Bill Clinton, by contrast, like so many successful politicians, is extraordinarily selfish, self-involved, temperamental, ruthless, and amoral. He is not particularly nice or good, but he plays a pleasant person convincingly on TV. Bill, however, unlike his wife, is blessed with a magical charisma that – as Dan Rather might have said in one of his mangled frontier metaphors — could charm the skin right off of a rattlesnake. Clinton is like another great politician of his era, Ronald Reagan. Reagan was known for his affability but he was remarkably aloof. Even Reagan’s devoted wife Nancy said that emotionally he was like a “brick wall” (although Reagan lacked Clinton’s temper, sloppiness, and self-indulgence).

Hillary Clinton has never been that effective in mass producing charm or feel-good moments.

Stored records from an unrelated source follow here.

Issue #165, opened 2021-07-12
Need a way to stop animation icon from calling _update


paljsingh:
Once a spin icon is added, there does not seem to be an easy way to stop it from calling icon update.
With the default interval of 10ms, it starts consuming a lot of cpu if there are more than a few such icons a page.

In my use case, I need spin icons temporarily to show items under progress, and later these are replaced with non-spin icons, however the spin icons do not get garbage collected and keep calling Spin._update every 10 ms.

Attaching a sample code to show the impact on cpu usage.
---
In idle case, the CPU usage is close to 0, and that remains close to 0 even after setting the icons to non spin ones.
However, once the button icons are set to spinner, CPU usage shoots up to 70% or above, and remains at the same level even if the buttons are later set to another icon.

```
import sys
from functools import partial

import qtawesome as qta
from PySide2.QtWidgets import QApplication, QWidget, QHBoxLayout, QPushButton, QVBoxLayout


class SpinIconTest(QWidget):

    def __init__(self):
        super().__init__()
        self.spin_buttons = list()
        self.setup_ui()

    def setup_ui(self):

        # layout..
        hbox = QHBoxLayout()
        vbox = QVBoxLayout()

        num_buttons = 10

        for i in range(num_buttons):
            button = QPushButton('button {}'.format(i), self)
            vbox.addWidget(button)
            self.spin_buttons.append(button)

        self.button1 = QPushButton('set spin icon!', self)
        self.button1.clicked.connect(partial(self.set_spin_icon))

        self.button2 = QPushButton('set to regular icon!', self)
        self.button2.clicked.connect(partial(self.set_regular_icon))

        hbox.addWidget(self.button1)
        hbox.addWidget(self.button2)

        container_widget = QWidget()
        container_widget.setLayout(vbox)
        hbox.addWidget(container_widget)
        self.setLayout(hbox)

        self.show()

    def set_spin_icon(self):
        for button in self.spin_buttons:
            button.setIcon(qta.icon("fa5s.spinner", animation=qta.Spin(button)))

    def set_regular_icon(self):
        for button in self.spin_buttons:
            button.setIcon(qta.icon("fa5s.check-circle"))


def main():

    app = QApplication([])
    ex = SpinIconTest()

    sys.exit(app.exec_())


if __name__ == '__main__':
    main()

```

paljsingh:
At Idle

[...]

PR #245, opened 2023-11-06
PR: Add API to start/stop animations to the Spin class

ccordoba12:
- This also adds a kwarg to decide if the animation should be automatically started (in some situations that's not desired).
- I realized this is necessary to stop the spinner based on a QtAwesome we added to Spyder in spyder-ide/spyder#21271. Without this, the spinner keeps running forever, even the widget that contains it is hidden.


dalthviz:
Should we mark this as something the fix for https://github.com/spyder-ide/qtawesome/issues/165 @ccordoba12 ?

ccordoba12:
Yep, you're totally right (I didn't know about that issue).

ccordoba12:
And my question for you: should we add documentation of this new feature? And if, where should I put it?

dalthviz:
> should we add documentation for this new feature?

That's a good point, I would say yes :+1:

> And if so, where should I put it?

Probably we could expand the `Animations` usage example at least:

https://github.com/spyder-ide/qtawesome/blob/d1371a7a3683805b9277059469dce98a04040504/README.md?plain=1#L158-L166

https://github.com/spyder-ide/qtawesome/blob/d1371a7a3683805b9277059469dce98a04040504/docs/source/usage.rst?plain=1#L171-L179

https://github.com/spyder-ide/qtawesome/blob/d1371a7a3683805b9277059469dce98a04040504/example.py#L123-L127

Maybe in the future we should try to expand the API reference to cover not only the `qtawesome/__init__.py` but also improve other places docstrings and use those to autogenerate more docs reference pages 🤔

ccordoba12:
> Probably we could expand the Animations usage example at least:

Done in the three places you referenced above.

dalthviz:
Note: Seems like on Windows with PyQt5 running the `example.py` script is failing with `exit code 127`. Other checks were failing due to the coverage upload step failing but a couple of reruns help with that 🤔

ccordoba12:
Fixed in my last commit by skipping running the example file when using PyQt5.

PR #250, opened 2023-12-07
[WIP] PR: Add codecov token as a repo secret

dalthviz:
Seems like [coverage upload CI step is failing](https://github.com/spyder-ide/qtawesome/actions/runs/7131431020/job/19420306201?pr=245) due to missing coverage token. Set token as secret and use it over the CI


dalthviz:
Closing since seems like with a CI rerun  made the coverage step to pass. Also, thinking about this, probably in the future a check to use a different service for code coverage could be worthy - codecov is kind of flaky sometimes 🤔

PR #263, opened 2024-06-18
Fix styling on PySide6

meowmeowahr:
# Issue
`QWidget.setStyle` on PySide6 only accepts a QStyle class, while PyQt5, PyQt6, and PySide2 can accept a QStyle or a string. This causes `qtawesome.dark()` / `qtawesome.light()` to fail on PySide6.

# Change
This change fixes the issue by using `QStyleFactory.create()` to set the application style in `styles.py`

### DIFF
--- a/qtawesome/styles.py
+++ b/qtawesome/styles.py
@@ -25,6 +25,7 @@ SOFTWARE.
 """
 
 from qtpy.QtGui import QPalette, QColor
+from qtpy.QtWidgets import QStyleFactory
 
 # Constant to reference default themes
 DEFAULT_DARK_PALETTE = 'Dark'
@@ -76,7 +77,7 @@ def dark(app):
     app.style().unpolish(app)
     app.setPalette(dark_palette)
 
-    app.setStyle('Fusion')
+    app.setStyle(QStyleFactory.create('Fusion'))
 
 
 def light(app):
@@ -124,4 +125,4 @@ def light(app):
     app.style().unpolish(app)
     app.setPalette(light_palette)
 
-    app.setStyle('Fusion')
+    app.setStyle(QStyleFactory.create('Fusion'))


dalthviz:
Hi @meowmeowahr thank you for submitting a fix! Do this issue raise with a specific version of PySide6? I tried to see if running things from master using PySide6 6.7.2 caused any issue related with the style but seems like I was unable to reproduce 🤔 Could you explain a little bit more how setting the app style was raising an issue for you or add some before/after screenshot preview to better understand how this change affects how things look? Thank you again for proposing changes and let us know!

meowmeowahr:
I can't seem to reproduce the issue anymore. I have tried all versions of PySide6 on both Linux and WIndows and it works fine with the code on master and my fork. 

Here is my test code
```python
from PySide6.QtCore import Qt, qVersion
from PySide6.QtWidgets import QWidget, QApplication, QPushButton, QVBoxLayout
import sys

import qtawesome

print("Qt", qVersion())

class TestWindow(QWidget):
    def __init__(self) -> None:
        super().__init__()
        
        self.vlayout = QVBoxLayout()
        self.setLayout(self.vlayout)

        self.light = QPushButton("Light")
        self.light.clicked.connect(lambda: qtawesome.light(app))
        self.vlayout.addWidget(self.light)

        self.dark = QPushButton("Dark")
        self.dark.clicked.connect(lambda: qtawesome.dark(app))
        self.vlayout.addWidget(self.dark)

        self.show()


if __name__ == "__main__":
    app = QApplication(sys.argv)
    win = TestWindow()
    app.exec()
```

dalthviz:
Oh thank you for the check! In that case it seems like the change is not needed, right? I would say we could close this one for now, but if you find a way to reproduce the issue let us know to be able to restart checking this work!

meowmeowahr:
Thanks, I don't think the change is needed as of now. I will close the PR.

PR #270, opened 2025-02-12
PR: Add fallback to try to load fonts from the system ones and add method to check info about bundled fonts

dalthviz:
Part of https://github.com/spyder-ide/spyder/issues/22499 following implementation idea suggested at https://github.com/spyder-ide/spyder/issues/22499#issuecomment-2415731253


qtawesome/__init__.py
```diff
@@ -81,6 +82,19 @@
 }
 
 
+def get_fonts_info():
+    """
+    Return tuple with information about the bundled fonts being used.
+
+    Tuple contains fonts directory path and a list with the fonts filenames.
```
ccordoba12, line 89:
```suggestion
    Notes
    -----
    The tuple contains the fonts directory path and a list of font filenames.
```

qtawesome/iconic_font.py
```diff
@@ -411,6 +411,13 @@ def hook(obj):
                 id_ = QFontDatabase.addApplicationFontFromData(data)
             font_data.close()
 
+            if id_ == -1 and os.name == "nt":
+                # Try to load font from system Fonts directory
+                windows_dir = os.environ.get("WINDIR")
+                if windows_dir:
```
ccordoba12, line 417: * Should we use `C:\Windows\Fonts` in case the `WINDIR` variable is not available?
* Also, did you manually test we can load the fonts from this directory now?

ccordoba12 (commented):
Just a small suggestion and a couple of questions for you @dalthviz.

qtawesome/iconic_font.py
dalthviz: > Should we use C:\Windows\Fonts in case the WINDIR variable is not available?

Well that could be another fallback indeed but it can end up also not working due to the Windows folder being in another drive. In any case, if you want to have a default I think we can then just remove the `if` and change line 416 to be something like:

```python
windows_dir = os.environ.get("WINDIR",  r"C:\Windows")
```
> Also, did you manually test we can load the fonts from this directory now?

Yep, I checked by hard-coding the `id_`  to be -1 instead of calling `addApplicationFontFromData` and then using `qta-browser`. That caused a `FontError` until I installed the fonts using the work over PR #271. Still, it would be nice to have a test for this. For the moment I'm unsure how to implement it but probably I would need some of the logic over PR #271 🤔

ccordoba12: > In any case, if you want to have a default I think we can then just remove the if and change line 416 to be something like:

No, you're right: `C:\Windows` could not exist either. I propose the following instead:

```python
if os.environ.get("WINDIR") is not None:
    windows_dir = os.environ.get("WINDIR")
elif os.path.isdir(r"C:\Windows"):
    windows_dir = r"C:\Windows"
else:
    windows_dir = ""

if windows_dir:
    ...
```

> probably I would need some of the logic over PR #271 🤔

Yeah, that's a good idea. You could use the script in #271 to install the fonts system-wide first, them make QtAwesome use that fonts with a special env var set by the test. So, it could be something like:

```python
if (id_ == -1 or os.environ.get("QTA_TEST_SYSTEM_FONTS")) and os.name == "nt":
    ...
```

dalthviz: End up implementing a tweaked version of your suggestions and adding a test that should only fail under windows for the moment. After, #271 gets merged I will update this one to make the test pass. Let me know what do you think

dalthviz:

In high school, she was known as “Sister Frigidaire.” At Yale Law School, observers trusted Hillary to have done the homework and be the closer at her moot court trial, while her partner and boyfriend Bill was the schmoozer. She was “tough as nails”; he was “Mr. Softee.” Similarly, in the Arkansas governor’s mansion and in the White House, she impressed people with her IQ, he seduced people with his EQ, his emotional intelligence.

During Hillary Clinton’s first few years on the national stage, she proved particularly inept when it came to practicing the black arts of mass seduction. It was not just that her husband’s extraordinary abilities in this realm dwarfed hers. In 1992 and 1993, Hillary Clinton was frequently brittle, heavy-handed, doing far more to perpetuate the stereotype of the humorless feminist than mimicking her husband, the glad-handing good ole’ boy Southern politician. It is remarkable how intensely so many people hate her – even loyal Democrats, even though so much time has passed. It is possible that no politician has alienated so many so thoroughly since Richard Nixon’s heyday.

To her credit, Hillary Clinton has learned – and matured. Having just turned sixty, she is far more settled, sobered and softer than she was as an edgy, anxious forty-five-year-old. Moreover, fifteen years in the maelstrom of national politics and amid the glare of the celebrity culture have taught her how to project that ease onto the national stage. Her tremendous fame helps, generating excitement and brouhaha befitting royalty wherever she goes. Happy to be running her own political career rather than serving her husband’s, she has been more self-assured, resolved, and charming as New York’s Senator than she ever was as First Lady. She appears less remote, impassive, unnaturally-perfect and ruthless. She laughs more frequently and more freely – but still risks falling into the forced cackle that Jon Stewart has mocked (back when the writers weren’t striking and we could enjoy politics a whole lot more by seeing it through his eyes – and through Stephen Colbert’s).

Still, for all her progress, Hillary is surrounded and upstaged by three particular maestros of mass magnetism. Bill Clinton has proven that even at a funeral for Coretta Scott King, he can play the bubbly Bubba while she remains the forbidding schoolmarm. Her rival Barack Obama is also compulsively cuddly, appearing to be every Democrat’s cute younger brother while she seems to be the stiff older sister. And the ever-sunny John Edwards is the smiley-est, seemingly happiest politician since Jimmy Carter’s ultimately deceptive 1976 smile-fest. (Sad but true: gender issues clearly play a role here in shaping public perceptions of both men and women about both men and women on the public stage).

With Democrats like that around, Hillary better do what she has done throughout her career – wow people with her brains, her work ethic, her skills. Meanwhile, she should hope that if she is the Democratic nominee, the Republicans go more with a Bob Dole or Richard Nixon type than with a Ronald Reagan replacement. In fact, Hillary Clinton has much to learn from Richard Nixon, a politician she and her peers so detested. Nixon understood that, at the end of the day, Americans know it is far more important to respect the president than to like him – or her. Hillary Clinton and her people better hope that this remains true, even amid today’s celebrity-sotted culture.